Abstract:Modeling the effects of mutations on the binding affinity plays a crucial role in protein engineering and drug design. In this study, we develop a novel deep learning based framework, named GraphPPI, to predict the binding affinity changes upon mutations based on the features provided by a graph neural network (GNN). In particular, GraphPPI first employs a well-designed pre-training scheme to enforce the GNN to capture the features that are predictive of the effects of mutations on binding affinity in an unsupervised manner and then integrates these graphical features with gradient-boosting trees to perform the prediction.
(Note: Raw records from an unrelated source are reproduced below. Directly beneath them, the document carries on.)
PR #298, opened 2021-01-28
Prevent hangs when work-kubernetes encounters an error while sending stdin

shanemcd:
When using a service account without the appropriate permissions, the unit of work was hanging forever with the status `Sending stdin to pod`.

After some spelunking, I discovered that the `streamWait` WaitGroup was never finishing because we never receive any stdout.

This PR attempts to solve the problem by utilizing a separate WaitGroup for both stdin and stdout.

### DIFF
--- a/pkg/workceptor/kubernetes.go
+++ b/pkg/workceptor/kubernetes.go
@@ -338,34 +338,37 @@ func (kw *kubeUnit) runWorkUsingLogger() {
 	// Actually run the streams.  This blocks until the pod finishes.
 	var errStdin error
 	var errStdout error
-	streamWait := sync.WaitGroup{}
-	streamWait.Add(2)
+	stdinWait := sync.WaitGroup{}
+	stdinWait.Add(1)
+	stdoutWait := sync.WaitGroup{}
+	stdoutWait.Add(1)
 	if skipStdin {
-		streamWait.Done()
+		stdinWait.Done()
 	} else {
 		go func() {
 			errStdin = exec.Stream(remotecommand.StreamOptions{
 				Stdin: stdin,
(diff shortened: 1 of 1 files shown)


pkg/workceptor/kubernetes.go
```diff
@@ -338,34 +338,37 @@ func (kw *kubeUnit) runWorkUsingLogger() {
...
 	}()
-	streamWait.Wait()
+	stdinWait.Wait()
+	if errStdin != nil {
+		var errDetail string
+		errDetail = fmt.Sprintf("%s", errStdin)
+		kw.UpdateBasicStatus(WorkStateFailed, fmt.Sprintf("Stdin error running pod: %s", errDetail), stdout.Size())
+		return
+	}
+	stdoutWait.Wait()
```
fosterseth, line 367: I am wondering if we are potentially leaking a `io.Copy` go-routine here, since we are returning before `stdoutWait.Wait()` is called.

Maybe we could start the stdout copy routine only after the stdin is passed in successfully? Or do these need to be concurrent.

I think to close that io.copy routine, we can close either the `logStream` or stdout connection.

We ran into a similar issue before when trying to cancel the io.Copy operation, and Graham came up with this solution
https://github.com/project-receptor/receptor/blob/fed9f8698b967f513ed48db36bf88261e522d792/pkg/workceptor/remote_work.go#L391

shanemcd: This is good feedback. Thank you. I'll look at it more closely next week.

shanemcd:
Closing in favor of https://github.com/project-receptor/receptor/pull/300

PR #300, opened 2021-02-04
Close logStream if Stdin is not passed correctly, to prevent hang

fosterseth:
If `errStdin` is not `nil`, we need to close out of the `io.Copy` go routine. To do this, we can simply close the `logStream` connection.

see https://github.com/project-receptor/receptor/pull/298 for more details about the scenario that causes the hang.


shanemcd (approved):
It works! Thanks @fosterseth

PR #301, opened 2021-02-05
include an array of available work commands in service announcements

ryanpetrello:
related: https://github.com/project-receptor/receptor/issues/21

### DIFF
--- a/pkg/netceptor/netceptor.go
+++ b/pkg/netceptor/netceptor.go
@@ -23,7 +23,7 @@ import (
 	"time"
 )
 
-// defaultMTU is the largest message sendable over the Netecptor network
+// defaultMTU is the largest message sendable over the Netceptor network
 const defaultMTU = 16384
 
 // defaultRouteUpdateTime is the interval at which regular route updates will be sent
@@ -88,6 +88,7 @@ type Netceptor struct {
 	maxForwardingHops      byte
 	maxConnectionIdleTime  time.Duration
 	allowedPeers           []string
+	workCommands           []string
 	epoch                  uint64
 	sequence               uint64
 	connLock               *sync.RWMutex
@@ -199,11 +200,12 @@ const (
 
 // ServiceAdvertisement is the data associated with a service advertisement
 type ServiceAdvertisement struct {
-	NodeID   string
-	Service  string
-	Time     time.Time
-	ConnType byte
-	Tags     map[string]string
+	NodeID       string
+	Service      string
+	Time         time.Time
+	ConnType     byte
+	Tags         map[string]string
+	WorkCommands []string
 }
 
 // serviceAdvertisementFull is the whole message from the network
@@ -497,11 +499,12 @@ func (s *Netceptor) addLocalServiceAdvertisement(service string, connType byte, 
 		s.serviceAdsReceived[s.nodeID] = n
 	}
 	n[service] = &ServiceAdvertisement{
-		NodeID:   s.nodeID,
-		Service:  service,
-		Time:     time.Now(),
-		ConnType: connType,
-		Tags:     tags,
+		NodeID:       s.nodeID,
+		Service:      service,
+		Time:         time.Now(),
+		ConnType:     connType,
+		Tags:         tags,
+		WorkCommands: s.workCommands,
 	}
 	s.sendServiceAdsChan <- 0
 }
@@ -555,11 +558,12 @@ func (s *Netceptor) sendServiceAds() {
 	for sn := range s.listenerRegistry {
 		if s.listenerRegistry[sn].advertise {
 			sa := ServiceAdvertisement{
-				NodeID:   s.nodeID,
-				Service:  sn,
-				Time:     time.Now(),
-				ConnType: s.listenerRegistry[sn].connType,
-				Tags:     s.listenerRegistry[sn].adTags,
+				NodeID:       s.nodeID,
+				Service:      sn,
+				Time:         time.Now(),
+				ConnType:     s.listenerRegistry[sn].connType,
+				Tags:         s.listenerRegistry[sn].adTags,
+				WorkCommands: s.workCommands,
 			}
 			ads = append(ads, sa)
 		}
@@ -728,6 +732,25 @@ func (s *Netceptor) GetServerTLSConfig(name string) (*tls.Config, error) {
 		return nil, fmt.Errorf("unknown TLS config %s", name)
 	}
 	return sc.Clone(), nil
+}
+
+// AddWorkCommand records a work command so it can be included in service announcements
+func (s *Netceptor) AddWorkCommand(command string) error {
+	if command == "" {
+		return fmt.Errorf("must provide a name")
+	}
+	s.serviceAdsLock.Lock()
+	defer s.serviceAdsLock.Unlock()
+	if n, ok := s.serviceAdsReceived[s.NodeID()]; ok {
+		// if it's the local node, just update the local service advertisement
+		// structs directly
+		for _, ad := range n {
+			ad.WorkCommands = append(ad.WorkCommands, command)
+		}
+	} else {
+		s.workCommands = append(s.workCommands, command)
+	}
+	return nil
 }
 
 // SetServerTLSConfig stores a server TLS config by name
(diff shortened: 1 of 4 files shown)


pkg/netceptor/netceptor.go
```diff
@@ -730,6 +734,15 @@ func (s *Netceptor) GetServerTLSConfig(name string) (*tls.Config, error) {
 	return sc.Clone(), nil
 }
 
+// AddWorkCommand records a work command so it can be included in service announcements
+func (s *Netceptor) AddWorkCommand(command string) error {
+	if command == "" {
```
ryanpetrello, line 739: (WIP note)

One thing I'm unclear on @fosterseth @squidboylan is if we need a mutex around this.  I don't totally grok receptor internals yet, so I'm unsure if the registration of the work commands in `RegisterWorker` happens in parallel goroutines.  I see other fields on the `Netceptor` struct in this file seem to follow the pattern of locking access w/ a field-specific mutex, so I may need to do so here as well for safety.

receptorctl/receptorctl/cli.py
```diff
@@ -104,7 +104,7 @@ def status(ctx):
     ads = status.pop('Advertisements', None)
     if ads:
         print()
-        print(f"{'Node':<{longest_node}} Service   Type       Last Seen            Tags")
+        print(f"{'Node':<{longest_node}} Service   Type       Last Seen            Work Commands                Tags")
```
ryanpetrello: If you've got a ton of work commands defined, this table may not print the headers very pretty.

But I also don't feel like implementing complicated ascii table drawing (given that this is just a CLI tool for humans).

pkg/netceptor/netceptor.go
```diff
@@ -199,11 +200,12 @@ const (
...
-	Service  string
-	Time     time.Time
-	ConnType byte
-	Tags     map[string]string
+	NodeID       string
+	Service      string
+	Time         time.Time
+	ConnType     byte
+	Tags         map[string]string
+	WorkCommands []string
```
ryanpetrello, line 208: I may expand this PR further to include some metadata about capacity and receptor version in this struct as part of the advertisements.  We already track this data per receptor and make it available via the status command, but I suppose we could just as easily attach it here.

pkg/netceptor/netceptor.go
squidboylan: Yeah I don't know enough about receptor internals anymore to know either

squidboylan (commented):
It would be good to have a test for this but we probably dont need to block this PR on that.

pkg/netceptor/netceptor.go
fosterseth: I think this is safe. RegisterWorker is called one at a time on each `work-command` in the yaml.

fosterseth:
I can see the work commands for node bar, but not for foo. I am connected to `/tmp/foo.sock`
```
bar          control   StreamTLS  2021-02-08 16:31:25  sleepcat,100cat,echosleepshortNone
foo          control   StreamTLS  2021-02-08 16:31:49  None
foo          echo      Stream     2021-02-08 16:31:49  {'type': 'Command Service'}
foo          udp       Datagram   2021-02-08 16:31:49  {'address': 'localhost:8989', 'type': 'UDP Proxy'}
```

receptorctl/receptorctl/cli.py
fosterseth: maybe we can just put Work Commands to the far right, so if it is really long it won't crash in to the Tags column

ryanpetrello:
@fosterseth are all the nodes running the receptor from this PR?

fosterseth:
@ryanpetrello yep, and if I connect to /tmp/bar.sock I can see foo's work commands, but not bar's

```
Node         Service   Type       Last Seen            Work Commands                Tags
bar          control   StreamTLS  2021-02-08 17:02:47  None
foo          control   StreamTLS  2021-02-08 17:02:33  sleepcat,100cat,testparam,idk,echosleepshort,kubeit2None
```
is it just me? I can't think of why this would be happening in the first place

ryanpetrello:
No, I can reproduce what you're describing - good find.

fosterseth:
@ryanpetrello my suspicion is that we are calling this https://github.com/project-receptor/receptor/blob/03f02eab9b490a3381e7cdc9f291083c083843cc/pkg/netceptor/netceptor.go#L491 before we are registering the local work commands

pkg/netceptor/netceptor.go
ryanpetrello: Well, I wrapped it w/ a service ad lock just to be sure.

pkg/netceptor/netceptor.go
```diff
@@ -730,6 +734,25 @@ func (s *Netceptor) GetServerTLSConfig(name string) (*tls.Config, error) {
...
 
+// AddWorkCommand records a work command so it can be included in service announcements
+func (s *Netceptor) AddWorkCommand(command string) error {
+	if command == "" {
+		return fmt.Errorf("must provide a name")
+	}
+	s.serviceAdsLock.RLock()
+	defer s.serviceAdsLock.RUnlock()
+	if n, ok := s.serviceAdsReceived[s.NodeID()]; ok {
+		// if it's the local node, just update the local service advertisement
```
ryanpetrello, line 745: @fosterseth this should address the problem you noticed; if the netceptor in question is **local** node, I just modify the local advertisement object explicitly (since it'll never get changed again)

Otherwise for *remote* nodes, I store the record on the netceptor object so that every subsequent remote advertisement that comes in gets updated.

receptorctl/receptorctl/cli.py
ryanpetrello: image

pkg/netceptor/netceptor.go
ryanpetrello: For posterity:

image

fosterseth (approved):

pkg/netceptor/netceptor.go
```diff
@@ -730,6 +734,25 @@ func (s *Netceptor) GetServerTLSConfig(name string) (*tls.Config, error) {
...
+	}
+	s.serviceAdsLock.Lock()
+	defer s.serviceAdsLock.Unlock()
+	if n, ok := s.serviceAdsReceived[s.NodeID()]; ok {
+		// if it's the local node, just update the local service advertisement
+		// structs directly
+		for _, ad := range n {
+			ad.WorkCommands = append(ad.WorkCommands, command)
+		}
+	} else {
```
fosterseth, line 750: trying to wrap my head around this

This function will only update the workcommands that are defined _locally_. Therefore I don't think the distinction between local / remote make much sense (i.e. I don't think this `else` ever hits)

If that is the case, we don't need a` workCommands [] string` on the netceptor struct -- it doesn't actually do anything anymore. We only need it on the `ServiceAdvertisement` struct since we are updating it directly via this `AddWorkCommand` function.

ryanpetrello: This is a little complicated because each receptor itself generates a "local" advertisement for the control service itself in-process at startup.

Let's say we have (via `tcp-peer`):

`A <------- B`

When receptor `A` runs this `AddWorkCommand` function, it'll fall into the local part of the `if` block and update the "local advertisement" object that was auto-created when the process started up as part of the `listen()` call.

When receptor `B` runs this code, each work command will append to the list of work commands on the private `workCommands` field of the netceptor object.  *This* field is what gets looked at when `B` composes the advertisement it will *send* to `A` (momentarily):

https://github.com/project-receptor/receptor/pull/301/files#diff-23f6be7c946bcb25e244cc53843ea9dfff1ba921dfb1b2645a619c060aa6bd62R566

So `netceptor.workCommands` is a slice of known work types that will be appended to all announcements that are sent _out_.

`netceptor.serviceAdsReceived[NODE].WorkCommands` are the actual values *in* the announcement object (regardless of which process it actually originated in).

ryanpetrello:
@squidboylan 👋 I have added a test, please go easy on me.

squidboylan:
> @squidboylan wave I have added a test, please go easy on me.

This is great! Thanks!

squidboylan (approved):

pkg/netceptor/netceptor.go
ryanpetrello: After chatting w/ @matburt, I think capacity and versioning don't belong here, because they're not really concepts below the mesh/at the netceptor level.  I'll revisit how we want to deal with this as we continue to experiment with integration w/ AWX in the coming weeks.

PR #306, opened 2021-02-24
add vendor/ from go mod vendor

fosterseth:
see https://github.com/project-receptor/receptor/pull/303


Spredzy:
Can be abandoned. https://github.com/project-receptor/receptor/pull/303 is now passing tests.

PR #308, opened 2021-03-02
gitignore: Only ignore top level net folder

Spredzy:
Currently all net folders are ignored by git. This leads to unexpected
issues. The expected intent was to only ignore the root net file, so
let's do that.

### DIFF
--- a/.gitignore
+++ b/.gitignore
@@ -3,7 +3,7 @@ receptor
 receptor.exe
 receptor.app
 recepcert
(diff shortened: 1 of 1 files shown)


ghjm (approved):
Does my review still mean anything?

rooftopcellist:
It means something to me @ghjm :smile:

rooftopcellist (approved):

Experiments showed that, without any annotated signals, GraphPPI can capture meaningful patterns of the protein structures. Also, GraphPPI achieved new state-of-the-art performance in predicting the binding affinity changes upon both single- and multi-point mutations on five benchmark datasets. In-depth analyses also showed GraphPPI can accurately estimate the effects of mutations on the binding affinity between SARS-CoV-2 and its neutralizing antibodies. These results have established GraphPPI as a powerful and useful computational tool in the studies of protein design.